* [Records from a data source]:
^^^^^^^^^^^^^^^^

PR #308, opened 2024-01-16
[ENG-11093][build-tools] improve error message for "Run Fastlane" build phase when doing resign

szdziedzic:
# Why

https://exponent-internal.slack.com/archives/C02123T524U/p1705340342478629

# How

Improve error message for `Run Fastlane` build phase when doing resign.

# Test Plan

Tests


packages/build-tools/src/buildErrors/userErrorHandlers.ts
```diff
@@ -253,6 +253,17 @@ To resolve this issue, downgrade to an older Xcode version using the "image" fie
...
   },
+  {
+    platform: Platform.IOS,
+    phase: BuildPhase.RUN_FASTLANE,
+    mode: BuildMode.RESIGN,
+    regexp: /.*/,
+    createError: () =>
+      new UserFacingError(
+        errors.ErrorCode.UNKNOWN_FASTLANE_RESIGN_ERROR,
+        `The "Run fastlane" step failed with an unknown error. Inspect the logs above to verify if the bundle identifier associated with your new provisioning profile matches the bundle identifier of the build you want to resign.`
```
sjchmiela, line 264: Is this the only/main reason resign may fail? Maybe we shouldn't point to bundle identifiers if this may not be the issue?

sjchmiela (approved):

packages/build-tools/src/buildErrors/userErrorHandlers.ts
szdziedzic: TBH I don't have enough data about whether this is the main reason, just assumed it

szdziedzic: Do you suggest only telling people to inspect the logs above?

sjchmiela: Yea.

If we wanted to invest more time into it, we could fetch a couple failed resign jobs from the DB and see what were the reasons. If all turn out to be profile-build mismatch, we could leave it as it is.

radoslawkrzemien: I concur, if there are more common cases why this could fail, such a suggestion could point the user to look in the wrong place and waste time, which some users will surely complain about

radoslawkrzemien (approved):
Looks good 🚀

packages/build-tools/src/buildErrors/userErrorHandlers.ts
szdziedzic: WDYT about it now?

sjchmiela: Cool!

^^^^^^^^^^^^^^^^

The answer must be a verbatim transcription of the entries above, from the first line through the line that contains "sjchmiela: Yea.", and nothing more.

PR #308, opened 2024-01-16
[ENG-11093][build-tools] improve error message for "Run Fastlane" build phase when doing resign

szdziedzic:
# Why

https://exponent-internal.slack.com/archives/C02123T524U/p1705340342478629

# How

Improve error message for `Run Fastlane` build phase when doing resign.

# Test Plan

Tests


packages/build-tools/src/buildErrors/userErrorHandlers.ts
```diff
@@ -253,6 +253,17 @@ To resolve this issue, downgrade to an older Xcode version using the "image" fie
...
   },
+  {
+    platform: Platform.IOS,
+    phase: BuildPhase.RUN_FASTLANE,
+    mode: BuildMode.RESIGN,
+    regexp: /.*/,
+    createError: () =>
+      new UserFacingError(
+        errors.ErrorCode.UNKNOWN_FASTLANE_RESIGN_ERROR,
+        `The "Run fastlane" step failed with an unknown error. Inspect the logs above to verify if the bundle identifier associated with your new provisioning profile matches the bundle identifier of the build you want to resign.`
```
sjchmiela, line 264: Is this the only/main reason resign may fail? Maybe we shouldn't point to bundle identifiers if this may not be the issue?

sjchmiela (approved):

packages/build-tools/src/buildErrors/userErrorHandlers.ts
szdziedzic: TBH I don't have enough data about whether this is the main reason, just assumed it

szdziedzic: Do you suggest only telling people to inspect the logs above?

sjchmiela: Yea.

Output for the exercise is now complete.